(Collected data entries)
-------

PR #2008, opened 2023-06-26
ISACOV : Update test integration

AyoubJalali:


cva6/tests/custom/isacov/branch_to_zero.S
```diff
@@ -34,12 +34,21 @@ branch:
   c.bnez     s1, branch
 branch1:
   c.beqz     s0, branch1
+branch2:
```
MikeOpenHWGroup, line 37: How does the code break out of this loop?  Is there a timer-based trap in the BSP that changes `t5`?

MikeOpenHWGroup (changes requested):
Hi @AyoubJalali, I have a question about the `branch_to_zero` test-program and also a request. My request is that you add a proper description to all of your pull-requests.  You should _always_ explain the purpose of the pul-request in the description field to answer questions such as:
- **Why** is this PR needed? (does it fix a bug?  does it add a new capability?)
- **How** does this PR do that?

image

cva6/tests/custom/isacov/branch_to_zero.S
AyoubJalali: To cover immb = 0x0 I give a false condition (isn't like jump); so if we give a s0 != zero we gonna cover immb = 0x0 because it's been decoded also we don't get a infinite loop.

MikeOpenHWGroup: So where does `s0` get set?

cva6/tests/custom/isacov/branch_to_zero.S
```diff
@@ -34,12 +34,21 @@ branch:
...
+  beq        a1, zero, branch4
+branch5:
+  bne        t5, t5, branch5
   addi       a0, a0, 22
   srl        a4, a5, a0
   csrrsi     t4, 0x340, 0
   sltiu      t4, s9, 236
   remu       t4, tp, a1
   c.andi     a5, -1
+  lui        zero, 0
```
silabs-hfegran, line 51: Loading 0 to x0 is not really meaningful, is this just an intentional nop? if so.. why?

cva6/tests/custom/isacov/branch_to_zero.S
silabs-hfegran: The code makes sense to me, as long as you initialize all the registers that are used for comparison (so I am also missing an `s0` initialization here)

-------

## WHAT YOU ARE ASKED TO DO
State the number of lines in the entries above that contain the word "also", and nothing more.

## SOLUTION TO THIS EXERCISE
3